As we’ve previously discussed on Bits & Pieces, the DIY Maker Movement has used Atmel-powered 3D printers like MakerBot and RepRap for some time now, but it is quite clear that 3D printing recently entered a new and important stage in a number of spaces including the medical sphere, architectural arena, science lab and even on the battlefield.
Yes, the US Army Research Laboratory (ARL) and Purdue University are currently examining the possibility of deploying 3D printers in combat zones which would be tasked with instantly fixing or replacing damaged equipment (including aircraft and ground vehicles), all while significantly cutting down on logistical costs.
According to Ed Habtour, a research engineer with ARL’s Vehicle Technology Directorate at Aberdeen Proving Ground, scientists have found that combining the general purpose, finite-element analysis software ABAQUS with Python helps improves energy absorption and dissipation, productivity and lower maintenance costs.
“The combination of ABAQUS and Python provides an automated process for auto-generation of the geometries, models, materials assignments and code execution,” Habtour explained. “The soldier can print [3D] structures in the field using additive manufacturing by simply downloading the model generated by the designer/vendor.”

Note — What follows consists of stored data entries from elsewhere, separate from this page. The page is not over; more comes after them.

PR #602, opened 2023-08-07
Buildtool extension

someaddons:
- Adjust the buildtool slightly, adding optional unlock and confirmation callbacks

Review please


src/main/java/com/ldtteam/structurize/client/gui/WindowExtendedBuildTool.java
```diff
@@ -18,31 +20,56 @@
...
 
 /**
  * BuildTool window.
  */
 public final class WindowExtendedBuildTool extends AbstractBlueprintManipulationWindow
 {
+    /**
+     * Default block requirement check
+     */
+    public static Predicate<Blueprint> BLOCK_BLUEPRINT_REQUIREMENT = blueprint ->
```
uecasm: Should also be `final`.

src/main/java/com/ldtteam/structurize/client/gui/WindowExtendedBuildTool.java
```diff
@@ -18,31 +20,56 @@
...
+    {
+        final BlockState anchor = blueprint.getBlockState(blueprint.getPrimaryBlockOffset());
+
+        if (anchor instanceof IRequirementsBlueprintAnchorBlock)
+        {
+            return (!((IRequirementsBlueprintAnchorBlock) anchor.getBlock()).areRequirementsMet(Minecraft.getInstance().level,
+              RenderingCache.getOrCreateBlueprintPreviewData("blueprint").getPos(),
```
uecasm, line 64: Pattern cast.

src/main/java/com/ldtteam/structurize/client/gui/WindowExtendedBuildTool.java
```diff
@@ -114,21 +151,59 @@ public enum ButtonType
...
+    public WindowExtendedBuildTool(
+      final BlockPos pos,
+      final int groundstyle,
+      @Nullable final BiConsumer<WindowExtendedBuildTool, Blueprint> selectionCallback,
+      @Nullable final Predicate<Blueprint> availableBlueprintPredicate)
     {
-        super(MOD_ID + BUILD_TOOL_RESOURCE_SUFFIX, pos, groundstyle,"blueprint");
+        super(MOD_ID + BUILD_TOOL_RESOURCE_SUFFIX, pos, groundstyle, "blueprint");
+        this.selectionCallback = selectionCallback;
+        this.availableBlueprintPredicate = availableBlueprintPredicate;
```
uecasm, line 185: I'm not sure if this is the case you're thinking of or a different one, but for Minecolonies I was thinking it would be useful just to extend the `IRequirementsBlueprintAnchorBlock` predicate rather than completely replace it, having a distinction between "this blueprint should be visible but not allow placement" and "this blueprint should show a warning but still allow placement" (and there being no problems, of course).  (Entirely hiding the blueprint is instead handled through `isInvisible`, which uses a separate predicate.)

In particular, for MineColonies, when you don't have the hut block it would still be nice to see the blueprint but not be able to place it; while not having the research but having the hut block would show a warning but still allow placement.

That would restore some pre-1.19 behaviour that's currently unavailable.  I'd imagine this would either mean a function that returns an enum, or multiple functions/predicates to check the different cases.

src/main/java/com/ldtteam/structurize/client/gui/WindowExtendedBuildTool.java
```diff
@@ -503,12 +585,14 @@ public void updateBlueprints(final List<Blueprint> inputBluePrints, final String
...
-               continue;
+                continue;
             }
 
             if (anchor.getBlock() instanceof ILeveledBlueprintAnchorBlock)
             {
-                final int level = ((ILeveledBlueprintAnchorBlock) anchor.getBlock()).getLevel(blueprint.getTileEntityData(RenderingCache.getOrCreateBlueprintPreviewData("blueprint").getPos(), blueprint.getPrimaryBlockOffset()));
+                final int level =
+                  ((ILeveledBlueprintAnchorBlock) anchor.getBlock()).getLevel(blueprint.getTileEntityData(RenderingCache.getOrCreateBlueprintPreviewData("blueprint").getPos(),
+                    blueprint.getPrimaryBlockOffset()));
```
uecasm, line 592: Pattern cast.

src/main/java/com/ldtteam/structurize/client/gui/WindowExtendedBuildTool.java
```diff
@@ -763,16 +849,19 @@ else if (buttonData.type == ButtonType.Blueprint)
...
             {
-                toolTip.addAll(((IRequirementsBlueprintAnchorBlock) anchor.getBlock()).getRequirements(Minecraft.getInstance().level, RenderingCache.getOrCreateBlueprintPreviewData("blueprint").getPos(), Minecraft.getInstance().player));
-                if (!((IRequirementsBlueprintAnchorBlock) anchor.getBlock()).areRequirementsMet(Minecraft.getInstance().level, RenderingCache.getOrCreateBlueprintPreviewData("blueprint").getPos(), Minecraft.getInstance().player))
+                if (anchor.getBlock() instanceof IRequirementsBlueprintAnchorBlock)
                 {
-                    PaneBuilders.tooltipBuilder().hoverPane(img).build().setText(toolTip);
-                    img.setImage(new ResourceLocation(MOD_ID, "textures/gui/buildtool/button_blueprint_disabled" + (hasAlts ? "_variant" : "") + ".png"), false);
-                    img.disable();
-                    return;
+                    toolTip.addAll(((IRequirementsBlueprintAnchorBlock) anchor.getBlock()).getRequirements(Minecraft.getInstance().level,
```
uecasm, line 853: Pattern cast.

src/main/java/com/ldtteam/structurize/client/gui/WindowExtendedBuildTool.java
Raycoms: old code, just auto formatter

src/main/java/com/ldtteam/structurize/client/gui/WindowExtendedBuildTool.java
```diff
@@ -763,16 +849,19 @@ else if (buttonData.type == ButtonType.Blueprint)
...
+                      RenderingCache.getOrCreateBlueprintPreviewData("blueprint").getPos(),
+                      Minecraft.getInstance().player));
                 }
+
+                PaneBuilders.tooltipBuilder().hoverPane(img).build().setText(toolTip);
```
Raycoms, line 858: Not sure what this change does

src/main/java/com/ldtteam/structurize/client/gui/WindowExtendedBuildTool.java
Raycoms: I dont think we should hide them.

src/main/java/com/ldtteam/structurize/client/gui/WindowExtendedBuildTool.java
someaddons: its old code, github just is bad at dealing with diffs if the parenthesis changes, new is just evaluating the unlock predicate instead of the previous check

src/main/java/com/ldtteam/structurize/client/gui/WindowExtendedBuildTool.java
someaddons: different usecase ye, I want to use it as schematic selector UI in scan features

src/main/java/com/ldtteam/structurize/client/gui/WindowExtendedBuildTool.java
Raycoms: But you removed an if and adjusted the tooltips

src/main/java/com/ldtteam/structurize/client/gui/WindowExtendedBuildTool.java
uecasm: Was that intended for a different comment thread?

Raycoms (dismissed):

PR #605, opened 2023-08-17
Add setters to BlueprintPreviewData

Nightenom:
- Mirality wanted, probably needed for 1.19 but whatever 

Review please


uecasm (approved):
Looks good.  Though yes, 1.19 please too 😁 

Possibly of note is that it's not currently possible to set `packName` and `blueprintPath` except via deserialization, but my use case at least doesn't require those, since I'm using `setBlueprintFuture` directly.

Nightenom:
> Possibly of note is that it's not currently possible to set `packName` and `blueprintPath` except via deserialization, but my use case at least doesn't require those, since I'm using `setBlueprintFuture` directly.

These are apparently not meant to be public anyway, and probably even not meant to be fields too

PR #607, opened 2023-09-09
Add preview transparency

Nightenom:
- Images: [patreon discord](https://discord.com/channels/472875599422291968/472879361800929290/threads/1149988430915317770)
- Intentionally not with UI setting, this feature is alpha and breaks rendering sorting, but some ppl may use it
- I'm fine with UI settings (points at Ray to add it :smile:) as long as there is huge red text with warning. (btw it would be great if the current existing preview configs would be synced via forge client config)

Review please


uecasm:
Could we get it in a form where (without config file change) it's enabled by a property in `BlueprintPreviewData` (in particular so that it can be selectively enabled by things calling `StructureClientHandler`)?  Perhaps even a tuneable alpha value to allow variable transparency?

Bonus points if different `BlueprintPreviewData` can simultaneously request different alpha levels and it can honor that.

Nightenom:
Since it's hack that breaks previews transparency sorting even moreeeeeee I would say no, but can be added once renderer gets its rewrite

edit: willing to add selective disable at most now

Nightenom:
Finished, reviewable, add override if user already enabled transparency

UI warning + tooltip:
image

src/main/java/com/ldtteam/structurize/client/BlueprintRenderer.java
```diff
@@ -618,6 +626,45 @@ public BufferBuilder builder(RenderType renderType)
             }
             return buffer;
         }
+    }
 
+    public static class TransparencyHack
```
Raycoms, line 636: Please doc this here, case we someday might have to port this without you =D

src/main/java/com/ldtteam/structurize/client/gui/AbstractBlueprintManipulationWindow.java
```diff
@@ -412,22 +418,93 @@ public boolean isAllowedCharacter(final char c)
...
-                            Structurize.getConfig().set(typedSetting, newValue.intValue());
-                        }
-                        else if (oldValue instanceof Long)
+                        inputField.setTextColor(0xffe0e0e0); // vanilla defualt
+
+                        final DoubleValue rendererTransparency = Structurize.getConfig().getClient().rendererTransparency;
+                        if (setting == rendererTransparency && rendererTransparency.get() < 0)
                         {
-                            Structurize.getConfig().set(typedSetting, newValue.longValue());
+                            // TODO: move to standalone ui
```
Raycoms, line 426: do you want to address those todos before merging? =D

Nightenom: need blockui pr first :D plus its small window, can wait for porting, any other todos except this?

src/main/java/com/ldtteam/structurize/client/BlueprintRenderer.java
Nightenom: meh k :D

Nightenom: Done

PR #610, opened 2023-09-19
Allow blueprint handlers to become "mutually exclusive"

Thodor12:
- Blueprint handlers can be registered as mutually exclusive, this would mean only one of the handlers can be used simultaneously for placement.
- A use case for this is currently in Minecolonies, where we have 2 placement handlers for the plantation fields and the regular SurvivalHandler. The SurvivalHandler requires extra code to ensure there are no 2 "Assign to builder" buttons, this is because the SurvivalHandler can handle placement of anything, provided it is within colony borders.
Using this, that is not needed anymore, if the plantation field handler is defined first and the block is a plantation field, that one will be selected and the survival handler can then simply not be selected anymore.

Review please


Raycoms:
I dont like this. I think the canHandle methods should already handle this. I dont think one handler should be able to override all others.

PR #614, opened 2023-09-28
Back to the custom names

uecasm:
Closes [discord request](https://discord.com/channels/472875599422291968/1156041864433107014)

- If the anchor block has a `name=Something` tag (directly on itself), this name will be used in the main blueprint list.
    - This is primarily intended to give names to decorations that would otherwise just appear as their (possibly numbered) filename, but it can also be used to override a building name if the designer feels that isn't appropriate for whatever reason.
    - If two blueprints that would otherwise be unrelated have the same name, then they will be grouped together as alternatives just as if they had the same building.
    - If two blueprints have the same building, but one has a tag and the other does not (or they have different tags) then they will be shown as separate top-level blueprints, not as alternates.
    - The displayed names for alternates are still just the blueprint filenames, as usual.
    - The tag only really matters for the level 1 blueprint, although it's recommended to use consistent tags for all levels.
    - There is currently no way to translate this name or to set a custom tooltip.
- When you click on a blueprint button that has alternatives and/or levels, previously the list of folders/blueprints at the bottom was completely cleared.  Now, a back button remains, allowing you to return to the list of blueprints that was visible previously, to allow quickly inspecting in and out of related buildings.

Review please (could port)


someaddons:
I dont think this makes sense as they are not translateable

uecasm:
> I dont think this makes sense as they are not translateable

Folder names and decorations aren't translatable already; this is not new.  I don't disagree that it would be nice to have a system to allow translation of all of those elements, but that would be a separate PR.

uecasm:
FWIW I have some code that will do some translation, which I can submit next, but I still do think it should be a separate PR.

uecasm:
Closing in favour of #643.

PR #638, opened 2023-12-20
Disables tagtool

someaddons:
-Disable tag tool useable in survival

Review please


Raycoms (dismissed):

src/main/java/com/ldtteam/structurize/network/messages/SetTagInTool.java
```diff
@@ -60,6 +61,12 @@ public void onExecute(final NetworkEvent.Context ctxIn, final boolean isLogicalS
             return;
         }
 
+        if (!ctxIn.getSender().isCreative())
+        {
+            ctxIn.getSender().displayClientMessage(Component.literal("Cannot use tag tool in survival"), false);
```
Nightenom: translation please

Nightenom (changes requested):

uecasm:
Some players rely on the tag tool being usable -- it can fix certain cases where things aren't tagged properly in the meantime before the schematic is actually fixed.

Whether it actually works or not depends on whether the tags are captured on block placement (will not work post-build) or are checked as needed (will work).

Also, the scan tool is deliberately usable in survival so that players can make decorations etc, and there's several reasons why they might want to tag their decorations.

Raycoms:
> Some players rely on the tag tool being usable -- it can fix certain cases where things aren't tagged properly in the meantime before the schematic is actually fixed.
> 
> Whether it actually works or not depends on whether the tags are captured on block placement (will not work post-build) or are checked as needed (will work).
> 
> Also, the scan tool is deliberately usable in survival so that players can make decorations etc, and there's several reasons why they might want to tag their decorations.

I thought about this yesterday too. For just "need fixing temporary" people can spawn it in creatively with the give command or creative menu. 

The scan tool is correctly usable in survivable and should stay. But being able to tag buildings while they are operating could allow people to potentially cheese things. E.g. infinitely extend the plantation field capacity.

Thodor12:
Well it doesn't work for plantation fields, I can guarantee you that much since field locations are only checked on placement time.
And even then there's a hard limit per field type, if there are additional ones those are ignored.

uecasm:
> For just "need fixing temporary" people can spawn it in creatively with the give command or creative menu.

Not if they're playing in survival on a server.  Or playing SP without cheats enabled.

> But being able to tag buildings while they are operating could allow people to potentially cheese things.

Which things?  As Thodor said the plantation has built-in limits even if you add tags (and it captures tag on block placement so adding them later does nothing anyway) -- that was intended so that style authors can't break game balance either.  `invisible` and `leisure` tags will work after placement, but aren't cheesable (and are good examples of ones that players without creative might legitimately want to use in decorations).  I don't think any of the other tags are cheesable either.

someaddons:
Players simply should not be able to mess with internal data where they can easily break stuff

uecasm:
> Players simply should not be able to mess with internal data where they can easily break stuff

Despite all examples being beneficial and no examples breaking anything?  I don't agree.  Besides, if players do break things, they get to keep the pieces.  (i.e. given that it is more helpful than harmful, it is actively harmful to disable the feature, with no upside.)

Raycoms:
> > Players simply should not be able to mess with internal data where they can easily break stuff
> 
> Despite all examples being beneficial and no examples breaking anything? I don't agree. Besides, if players do break things, they get to keep the pieces. (i.e. given that it is more helpful than harmful, it is actively harmful to disable the feature, with no upside.)

I dont think a debug tool being available for crafting makes a lot of sense. People look up obtainable stuff in survival in JEI for mods and play around with it.  Its confusing for players at the least.

And, instead of telling people to fix the tag, we should fix the tag and update the mod =D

Habtour also noted that new structures created from this process are designed to be adaptive and configurable to the harsh conditions like random and harmonic vibrations, thermal loads, repetitive shocks due to road bumps, crash and acoustic attenuation. Plus, the structures can be configured to prevent crack propagation.
“Sometime in the near future, soldiers would be able to fabricate and repair these segmented structures very easily in the front lines or Forward Operating Bases (FOBs), so instead of moving damaged ground or air vehicles to a main base camp for repair, an in-field repair approach would essentially mean vehicles would be fixed and accessible to warfighters much faster at lower costs,” he addedr. “We want to change the conventional thinking by taking advantage of exciting materials and manipulating the structure based on the principle of segmentation and assembly.”